Отмечали в хорошо освещенном доме с низким дувалом — широким глиняным забором, по которому можно было ходить, как по горной тропе, не боясь оскользнуться, просторной открытой верандой и бассейном с голубыми кафельными стенками.
Бассейном с удовольствием занимался боец-узбек по имени Абдула, в прошлой жизни — гражданин города Самарканда, а на войне — рядовой разведроты, научившийся владеть автоматом, как швея иголками, заправленными шелком, проворный, черноглазый, необыкновенно веселый, будто в его жизни никогда не было грустных или просто темных минут.
К приезду Горохова он сумел заправить бассейн водой по самые борта, на краю поставил низкий белый столик, от которого веяло дачным покоем, сверху украсил столик несколькими гранеными стаканами.
К слову, стаканы были старые, неведомо как попавшие в этот дом, выпущенные в Советском Союзе на заводе имени Бухарина, о чем свидетельствовало клеймо, красующееся на дне легендарной посуды, — Горохов, в силу своей профессии, понемногу разбирался во всем, поэтому из глубин своей памяти выловил сведения, что завод этот находился во Владимирской губернии, в 1929 году ставшей областью, стакан имел идеальную форму, созданную скульптором Верой Мухиной.
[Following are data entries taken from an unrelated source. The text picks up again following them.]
PR #351, opened 2020-03-19
Setup settings.xml to handle maven https

fishcakez:
So the java CI can pass


fishcakez:
@ghanpipi now it works 🎉

newpoo:
Thanks for helping fix it!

Имел стакан шестнадцать граней — по числу республик, входивших в состав СССР, поверху стакана проходил сплошной ровный обод, объединяющий грани-республики, подобно Конституции Советского Союза или что-то в этом духе. В общем, не день рождения может получиться, а урок марксизма-ленинизма.
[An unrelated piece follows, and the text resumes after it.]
PR #354, opened 2020-03-27
[cluster management] enable participant to register to multiple state models

kangnanli:
Currently, Participant can only register to 1 state model (e.g. MasterSlave or OnlineOffline). Change the logic to support register to multiple state models.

Абдула обвел рукой стоик со стаканами и, увидев вышедшего к бассейну переводчика Муслимова, вытянулся перед ним, произнес громко:
— Вот!
Доклад его состоял всего из одного слова "Вот", а больше и не надо было. Все было понятно. Граненые стаканы сияли девственной чистотой, будто не из стекла были отлиты, а из хрусталя.
— Хорошо, — одобрил Муслимов, которого разведчики звали Абубакаром Мамедычем, ногтем поправил аккуратные темные усы, — он следил за ними, считал, что горец без усов не горец, а казак — не казак. — Только вот вопрос: где твой автомат, Абдула-ака?
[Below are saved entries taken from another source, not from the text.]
PR #355, opened 2020-03-27
[cluster management] refactor configGenerator.java to Generator.java in or…

kangnanli:
currently: ConfigGenerator is triggered at "external_view" and "config" change in {@link HelixCustomCodeRunner} on Spectator. 
Here: we abstract the logic into Generator.java, so, ConfigGenerator can extend Generator to generate shard map. Later on, JobStateGenerator will also extend Generator to generate job state map.

### DIFF
--- a/cluster_management/src/main/java/com/pinterest/rocksplicator/ConfigGenerator.java
+++ b/cluster_management/src/main/java/com/pinterest/rocksplicator/ConfigGenerator.java
@@ -19,54 +19,26 @@
 package com.pinterest.rocksplicator;
 
 import org.apache.helix.api.listeners.PreFetch;
-import org.apache.helix.HelixAdmin;
 import org.apache.helix.HelixConstants;
 import org.apache.helix.HelixManager;
 import org.apache.helix.NotificationContext;
 import org.apache.helix.model.ExternalView;
 import org.apache.helix.model.InstanceConfig;
-import org.apache.helix.participant.CustomCodeCallbackHandler;
-import org.apache.helix.spectator.RoutingTableProvider;
-import org.apache.http.HttpResponse;
-import org.apache.http.client.methods.HttpPost;
-import org.apache.http.entity.StringEntity;
-import org.apache.http.impl.client.DefaultHttpClient;
-import org.json.simple.JSONArray;
-import org.json.simple.JSONObject;
 import org.slf4j.Logger;
 import org.slf4j.LoggerFactory;
 
-import java.util.ArrayList;
-import java.util.HashMap;
-import java.util.HashSet;
 import java.util.List;
-import java.util.Map;
-import java.util.Set;
-import java.util.concurrent.TimeUnit;
 
-public class ConfigGenerator extends RoutingTableProvider implements CustomCodeCallbackHandler {
+public class ConfigGenerator extends Generator {
   private static final Logger LOG = LoggerFactory.getLogger(ConfigGenerator.class);
 
-  private final String clusterName;
-  private HelixManager helixManager;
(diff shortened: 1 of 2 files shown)


newpoo:
Can you please provide more context about how we are gonna use "job state map"?

kangnanli:
> Can you please provide more context about how we are gonna use "job state map"?

Thanks for reviewing. I will add more details tmr. 

**How:**
Similar to ConfigGenerator listening to "externalView" and "Config". 
JobStateGenerator will listen to "externalView" (add others is later needed). 
**Why:**
We need keep track of status of backup or restore: 1. we will have UI to show backup status of each version (the time db is backed up); 2. our downstream operation on these backup dbs will depends on the status of these backup. 

**Implementation details**
job is treated as helix resource (similar to our segment). each job is like, "backup segmentA". 
 - When job is created/beforeRunning, externalView will change, jobStateGenerator will generate a map: 
resourceName -> {resourceVersion -> {jobVersion -> jobState}}
// resourceName is segment; resourceVersion is the time job is created, which equals to jobVersion; jobState will be NOT_STARTED
// we need jobVersion, bcz, for "restore", jobVersion != resourceVersion; jobVersion is timestamp restoreJob created, resourceVersion is the timestamp resource backed up. 
-  when job is running/beforeCompletedorFailed, externalView will change, jobStateGenerator will update the job status to RUNNING
- when job is failed due to some errors, externalView change, jobStateGenerator will update the job status to FAILED
- when job successfully back up a whole db, then, status will update to COMPLETED
by checking these status: we can prevent backuping the same segment in 2 different jobs; we can schedule downstream operation based on these status.

newpoo:
Will it be simpler if we rely on Helix Rest to poll the status?

Should we have a marker file on S3 to indicate backup finish to avoid potential S3 consistency issue caused by S3 replication.

kangnanli:
> Will it be simpler if we rely on Helix Rest to poll the status?
> 
> Should we have a marker file on S3 to indicate backup finish to avoid potential S3 consistency issue caused by S3 replication.

I would prefer to use helix task framework to get status compared to helix rest based on following analysis. 

There are few benefits to use Task Java code (ie. helix TaskDriver.java) to retrieve workflow/job status info compared to helix rest:
- from design point: by listening to externalView change, we can generate real-time job status; If pull with helix rest, we will probably have some other job periodically pull the status, which add more complexity.
- use helix rest add 1 more internet hoop.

— На кухне, в ящике с картошкой лежит.
— "В ящике с картошкой", — передразнил его Муслимов, — хорошо, что не в ведре с мусором. Автомат всегда должен быть с тобой, это же твое личное оружие.
— Извините, товарищ старший лейтенант! — виновато, хотя и не чувствуя за собой никакой вины, проговорил Абдула.
Был он худой, с гибкой школярской фигурой, очень проворный — ну как рыба в Амударье, по-мальчишески любознательный.
— Больше не буду, Абубакар Мамедыч, — Абдула отдал честь, приложив руку к непокрытой голове.
— Детский сад! Ты хотя бы панамку на макушку натянул, — Муслимов покачал головой, сплюнул себе под ноги и пошел в дом.
Впрочем, он не относился к числу людей, которые могут сердиться по-настоящему. В недавнем прошлом он был директором школы, любил горластый, драчливый и смешливый народ, в классах, особенно в старших, старающийся занять последнюю парту, и считал Абдулу обычным учеником, лишь тем отличающимся от старшеклассников, что на плечах у него были погоны.
— Мэх, Абдула-ака! — хмыкнул старший лейтенант, исчезая за дверью, уводящей в дом.
Хоть и было Абдуле, недавнему призывнику, всего девятнадцать лет, а разведчики, занимавшие этот особняк, величали его "акой". Ака — значит старший, мудрый, опытный, авторитетный, заслуженный, седой, наделенный властью, — уважаемый, одним словом.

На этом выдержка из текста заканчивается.